Background information
- Born: Lawrence Nelson 1936 New Orleans, Louisiana, United States
- Died: October 27, 1963 (age 27) New Orleans, Louisiana, U.S.
- Genres: Rhythm and blues
- Occupations: Singer, songwriter
- Instruments: Vocals, guitar
- Years active: 1950s–1963
- Label: A.F.O.

= Prince La La =

American singer

Lawrence Nelson (1936 – October 27, 1963), who recorded as Prince La La, was an American singer, songwriter and guitarist. After a single R&B hit, "She Put the Hurt on Me", he died of a drugs overdose, aged 27.

==Biography==
He was born in 1936 in the Ninth Ward of New Orleans, Louisiana, United States. His father, Walter Nelson, was a jazz and R&B guitarist, who played with Smiley Lewis. His elder brother, Walter "Papoose" Nelson, played in the 1950s and early 1960s with Fats Domino and Professor Longhair, and was a session guitarist for New Orleans bandlander and producer Dave Bartholomew; he died in 1962. Sister Dorothy was married to the singer, songwriter and producer Jessie Hill.

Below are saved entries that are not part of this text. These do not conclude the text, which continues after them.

PR #509, opened 2023-04-27
CIP-0095? | Web-Wallet Bridge | Governance

Ryun1:
These definitions extend [CIP-30 | Cardano dApp-Wallet Web Bridge](https://github.com/cardano-foundation/CIPs/tree/master/CIP-0030) to provide support for [CIP-1694 | A First Step Towards On-Chain Decentralized Governance](https://github.com/cardano-foundation/CIPs/blob/master/CIP-1694/README.md) focussed web-based stacks. Here we aim to support the requirements of the Conway Ledger era, this specification is based on the [Draft Conway Ledger Era Specification](https://github.com/input-output-hk/cardano-ledger/tree/master/eras/conway/test-suite/cddl-files).

For additional discussion see [`wallets-sanchonet`](https://discord.com/channels/826816523368005654/1143258005354328156/1143272934966837309) channel in the [IOG Technical Discord](https://discord.gg/inputoutput) to view you have to opt-in to the SanchoNet group via the `start-here` channel. This channel should compliment the technical discussions on Github rather than replace them - I will ensure any major discussions on Discord are summarized here.

#### Major Changes
- [c481a50](https://github.com/cardano-foundation/CIPs/pull/509/commits/c481a50913ef289f2e9ad201babf581698d3d555) - Moved the burden of transaction/certificate construction from the wallet to client application.
- [6c83052](https://github.com/cardano-foundation/CIPs/pull/509/commits/6c83052722d3ee3bd3c0a1fc63c5fee6e25de209) - See [this comment](https://github.com/cardano-foundation/CIPs/pull/509#issuecomment-1636103821) for description of changes.
- [49c8da7](https://github.com/cardano-foundation/CIPs/pull/509/commits/49c8da7a96f5f9efbf82b60a1234392845499fa0) - Changed DRep key derivation path.
- [1f75f99](https://github.com/cardano-foundation/CIPs/pull/509/commits/1f75f990c4e8fdf308c3ed209bac723a84822931) - Aligned with [this Conway Draft Design commit](https://github.com/input-output-hk/cardano-ledger/blob/1beddd3d9f10d8fcb163b5e83985c4bac6b74be7/eras/conway/test-suite/cddl-files/conway.cddl) and added implementers.
- [d02b02f](https://github.com/cardano-foundation/CIPs/pull/509/commits/d02b02faf9733e3099f71fa2922f8de02fa1e0a3) - Split `.getActivePubStakeKeys()` into `.getRegisteredPubStakeKeys()` and `.getUnregisteredPubStakeKeys()` more info in [this comment](https://github.com/cardano-foundation/CIPs/pull/509#issuecomment-1711852962).

-----
[Rendered proposal in branch](https://github.com/Ryun1/CIPs/blob/governance-wallet-connector/CIP-0095/README.md)


CIP-XXXX/CIP-XXXX.md
```diff
@@ -0,0 +1,916 @@
...
+focussed web-based stacks. Here we aim to support the requirements of both Ada
+holders' and DReps' interactions with such web-based stacks.
+
+> **Note** This proposal assumes knowledge of the ledger governance model as outlined within
+> [CIP-1694?](https://github.com/cardano-foundation/CIPs/pull/380).
+
+## Motivation: why is this CIP necessary?
+
+CIP-1694 introduces many new concepts, entities and actors to Cardano;
+describing their implementation at the ledger level. Yet, for most eco-system
```
rphair, line 35:
```suggestion
describing their implementation at the ledger level. Yet, for most ecosystem
```
I wouldn't disqualify your using the hyphen but this is an irregular spelling of _ecosystem_ & the first time I've seen it in Cardano reference material:
- https://www.merriam-webster.com/dictionary/ecosystem
- https://en.wikipedia.org/wiki/Ecosystem
- https://cardano-foundation.github.io/state-of-the-developer-ecosystem/2022/
- https://landing.essentialcardano.io/guide-to-the-ecosystem
- https://developers.cardano.org/showcase/?tags=ecosystem

CIP-XXXX/CIP-XXXX.md
```diff
@@ -0,0 +1,916 @@
...
+discourage the creation of subsequent CIPs which may support a wider range of
+governance endpoints. Nor does this specification aim to discourage wallet
+providers from fully integrating CIP-1694 governance, side-stepping the
+necessity for clients (and this API).
+
+### Why Web-based Stacks
+
+Web-based stacks, with wallet connectivity, are a familiar place for users to be
+able to interact with Cardano. These tools lower the technical bar to be able to
+engage with the eco-system. Thus we believe encouraging further adoption of this
```
rphair, line 769:
```suggestion
engage with the ecosystem. Thus we believe encouraging further adoption of this
```
same as above

CIP-XXXX/CIP-XXXX.md
```diff
@@ -0,0 +1,916 @@
...
+### DRep Key
+
+We chose to introduce the concept of a DRep Key, building on top of CIP-1694,
+this we see as a necessary step for wallet implementors. By setting a
+(hierarchical) deterministic derivation path it enables restorability from a
+seed phrase.
+
+With this definition we aim to standard for tooling to be able to derive DRep
+credentials from mnemonics, not only those wallets who support this web-bridge.
+This standard brings all the benefits of the application of generic eco-system
```
rphair, line 852:
```suggestion
This standard brings all the benefits of the application of generic ecosystem
```
same as above

CIP-XXXX/CIP-XXXX.md
```diff
@@ -0,0 +1,916 @@
...
+unjustified expense. Future iterations of this specification may expand on this,
+but at present this is seen as unnecessary.
+
+> **Note** `1718` was the year that François-Marie adopted the pseudonym Voltaire.
+
+#### Tooling
+
+Supporting tooling should clearly label these key pairs as "CIP-???? DRep Keys".
+
+Bech32 prefixes of `drep_sk` and `drep_vk` should be used.
```
rphair, line 92: I don't see these in CIP-0005... should a CIP-0005 modification to add these prefixes therefore be included in this PR?

rphair (commented):
To me this looks future-proof enough to handle other governance systems than CIP-1694 (as long as the Ledger components are compatible).  I won't be able to confirm or dispute that _all_ technical details are in order, but this looks to be the result of solid development and cooperation.  

Even at this early review stage, I think it could already serve a guide for governance dApp devs to start development.

Since I can't do much more than confirm its consistency with CIP-0030, I would be happy to sign off on it as soon as the sections marked `// todo` are completed, to leave @KtorZ and/or @SebastienGllmt free to confirm the technical rigour.

I understand balancing this draft with the evolving https://github.com/cardano-foundation/CIPs/pull/380 will probably take as much time as the latter PR, and will look forward to reading updates here in the meantime. ✔️

CIP-XXXX/CIP-XXXX.md
Ryun1: I agree, good spot -- not sure where I got that from 🤠

CIP-XXXX/CIP-XXXX.md
Ryun1: Good spot @rphair, I have added placeholders in.

rphair: resolved in https://github.com/cardano-foundation/CIPs/pull/509/commits/65e34ef65214752adfaf9ac31d67b77297191184

flyerman (changes requested):
💡 Would it be preferable to move the building of the transactions out of the wallet and onto the application?  And provide a support library for building the TX alongside the new data types.

Reducing the burden on the wallet will improve adoption.  As well as keeping the wallet to its current primitives:  inspect, sign and submit.

The CIP extension would then become something like:
```
api.getDRepKey(): Promise<PubDRepKey>
api.getActiveStakeKeys(): Promise<PubStakeKey[]>

api.submitDelegation(tx): Promise<txHash>
api.submitDRepRegistration(tx): Promise<txHash>
api.submitDRepRetirement(tx): Promise<txHash>
api.submitVote(tx): Promise<txHash>
api.submitGovernanceAction(tx): Promise<txHash>
```

each `submitXXX(tx)` would inspect the transaction, present the relevant data to the user, sign and submit.

I expect the key material and way of signing to rarely change.  Unlike the transaction building part, governance flags, fields or parameters.  Those section of the protocol are more likely to evolve.  And that's why it could be more pertinent to place it in an application helper library for faster iterations and upgrades.

Whenever an application submit a transaction that follow a later protocol version than what the was implemented by the wallet, the wallet can still display the backward compatible portions of the transaction.  Indicates that the TX contains extra fields, possibly even display a unserialized representation of those new fields.  And the wallet could still provide the ability to sign and transmit granted proper disclaimer and checkboxes for user consent.

Which bring me to a major concern:
🚧 We are missing an API version.  That's essential for enabling a rolling deployment of newer versions of the API.
And eventually a set of rules for backward compatibility.

Ryun1:
Hey @flyerman thank you for your review/comment - much appreciated!

Following our discussion, I think moving the transaction construction burden from wallets to the application is a good idea. As you mentioned this brings a number of benefits:

- Reduces complexity for wallet implementers.
  - They do not need to know how to construct these new transactions/certs.
  - They do not need to include complex error handling.
- Keeps "the role of the wallet" to it's primitives of inspect, sign and submit.
  - We move application specific complexities to the application.
- Aids iterative updates, all wallet implementers do not need to update if the format of these transactions is adjusted.
  - By utilizing a common transaction building library and maintaining that we avoid the need for wallets to update their implementations.
  - This benefit is immediately relevant as these new certificates/transactions are being developed for the Conway era.

I will work on an update to this specification to match the described changes.

> We are missing an API version.

Yes, this was done intentionally, and perhaps uncommunicated within this specification. My intension for this design was to avoid some of the issues that were present with the versioning of CIP-0030. I aim to avoid the use of numbered versioning because I do not deem it necessary.

Whilst this CIP is in it's unmerged proposed state, it remains very fluid and substantial changes can happen, so I would advise against any implementation. Once more feedback is received, maturing this design I think implementations can emerge alongside this proposal's merger into the CIPs repo. Once merged only small necessary changes should be made, ideally in backwards compatible fashion. This alongside mature implementations should, move this proposal to an active state where changes cannot be made. If any large changes are needed once active then a new proposal should be made to replace this one. This I believe aligns with the (new) extendibility design of CIP-0030.

I would be keen to hear feedback on this "versioning" (or lack there of) approach. :sunglasses:

gitmachtl:
Why is there a need to introduce another derivation path for a voting key? We introduced `m / 1694' / 1815' / account' / chain / address_index` with CIP36. This is already implemented also in the HW-Wallets. You can simply use another index number if you wanna have more Voting-Keys. I don't see the need to introduce another derivation path for that tbh.

Ryun1:
Hey @gitmachtl thanks for great comment (as always :) ). These are good questions and I will add discussion of these to the rationale.

> I don't see the need to introduce another derivation path for that tbh.

This could be an alternative approach. The issue I see with this is that we would be forcing every tooling provider to support CIP-36 and since CIP-36 is not entirely Voltaire/CIP-1694 it could make things more confusing for people (confusing Catalyst and Voltaire).

> Is it just to differentiate from Catalyst?

Yup the primary reason I chose to separate the DRep key here from the CIP-36 Vote key used in Catalyst is so that both keys have clear and explicit usage. In essence, I am trying to avoid potential  mistakes from confusion. As (CIP-95) DRep keys are used for more than just voting. I know originally the intension was for the CIP-36 key to be used in both Voltaire and Catalyst, but due to Voltaire design decisions (CIP-1694) that did not happen unfortunetly.

> It really starts to get confusing i guess.

Yes I totally see the confusion, I have really tried with the naming here to clearly differentiate. But (unfortunately) we have DReps in both Catalyst and Voltaire - perhaps remaining the key here will help avoid confusion?

Furthermore as noted in the open questions, I think it may make sense to lift this DRep key from CIP-95 and place it into CIP-1852, since it is likely to be used in a much wider range of tools than CIP-36 keys. This may help it become a "first class key" similar to Stake and Payment keys. This is probably warranted as it this DRep key is represented in the Conway Ledger here.

> No mather what we come up with, there can't be any exclusion, so it must work for all kinds of wallets.

I completely agree, I would be more than keen to here feedback from CLI-Wallets and HW-Wallets. I have reached out to some for comments. Probably lifting this key from a software-wallet focussed spec may make sense?

> It also blows up the app on the hw-wallet more and more.

Yes, I am aware of this and its an issue/ design decision that needs to be addressed and we have been in contact with the relevant parties to discuss our approach in relation to Cardano's Age of Voltaire.

> Don't wanna blame anyone, but it becomes a bit of a pattern with CIPs imo.

Yes I have noticed this too, sometimes there is a lack of a larger vision (I think I could be guilty for sure)... I think I need to put on my CIP editor hat and pay more attention to this issue. I appreciate you calling this out.

gitmachtl:
> This could be an alternative approach. The issue I see with this is that we would be forcing every tooling provider to support CIP-36 and since CIP-36 is not entirely Voltaire/CIP-1694 it could make things more confusing for people (confusing Catalyst and Voltaire).
Only thing to thing about is to reuse the already implemented derivation path for a voting key. We had this discussion in the past to make it open as a general vote thing if you remember, and to remove all catalyst related references. Like they are also gone in the cardano-hw-cli and refered to just as "vote"
```
cardano-hw-cli vote registration-metadata
usage: cardano-hw-cli vote registration-metadata [-h] [--mainnet [NETWORK]] [--testnet-magic [NETWORK]] [--vote-public-key-jcli VOTEPUBLICKEYS] [--vote-public-key-string VOTEPUBLICKEYS] [--vote-public-key-hwsfile VOTEPUBLICKEYS]
                                                 [--vote-public-key-file VOTEPUBLICKEYS] [--vote-weight VOTEWEIGHTS] --stake-signing-key-hwsfile HWSTAKESIGNINGFILEDATA --payment-address PAYMENTADDRESS --nonce NONCE
                                                 [--voting-purpose VOTINGPURPOSE] [--payment-address-signing-key-hwsfile PAYMENTADDRESSSIGNINGKEYDATA] --metadata-cbor-out-file OUTFILE [--derivation-type DERIVATIONTYPE]
                                                 {} ...
```

But i understand your argument, its just a bit strange too me to reinvent the wheel again and again. The derivation path for CIP36/62 with the `1694` was choosen to do it, thats why we have the 1694 in it 😄 

> Yes I have noticed this too, sometimes there is a lack of a larger vision (I think I could be guilty for sure)... I think I need to put on my CIP editor hat and pay more attention to this issue. I appreciate you calling this out.

No you're not more guilty than me or any other one. But i noticed it. Some developments are slow, some are fast. Some are overtaking others. Its just i thought that especially with voting keys, we were at a point to say: "ok, you derive your voting key via this derivation path". And thats it, how to use that key is another context. From the enduser pov, its confusing. Because why can't i use my Voting Key i use to vote on Catalyst also for Voltaire Votings, etc...   

I am sorry if my text made you feel that i would attack you, thats not the case at all. Just wanna bring up thoughts i have.

Ryun1:
> We had this discussion in the past to make it open as a general vote thing if you remember, and to remove all catalyst related references.

Yes, I do remember, this is a good point. If I remember correctly I think this was partly due so other organisations beyond Catalyst could use the CIP-36 standard. But yup, this is a good point.

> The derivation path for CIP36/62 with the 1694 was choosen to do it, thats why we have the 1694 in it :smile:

Nelson started as a songwriter. In 1961, Jessie Hill brought his latest discovery, 19-year-old Barbara George, in for a debut recording session with Harold Battiste's newly founded AFO (All For One) label. Hill proposed that she sing Nelson's song "She Put the Hurt on Me", and played Nelson's vocal demo for her and Battiste to hear. Battiste liked Nelson's version so much he decided to have Nelson sing the song instead. In 1962, it became the first release by the AFO label, b/w "Don’t You Know Little Girl (I'm In Love)". Other musicians on the record included saxophonist Red Tyler and drummer John Boudreaux. Issued in mid-1962, the record was credited to Prince La La - "La La" being Nelson's nickname - and rose to number 28 on the Billboard R&B chart. It was promoted with images of La La in exotic robes, a style later adopted by fellow New Orleans musician Dr. John.

Nelson followed up with a second single at the tail-end of 1962, the Charley Julien song "Gettin' Married Soon", b/w "Come Back To Me". However, in October 1963 he died at the age of 27 in somewhat mysterious circumstances, most sources stating that it was the result of an accidental overdose of heroin, though there have been intimations of foul play.

Nelson's death was the subject of his friend Oliver Morgan's 1964 song "Who Shot the La La?" A further two Prince La La recordings are extant: "Things Have Changed", and a Jessie Hill song, "Need You".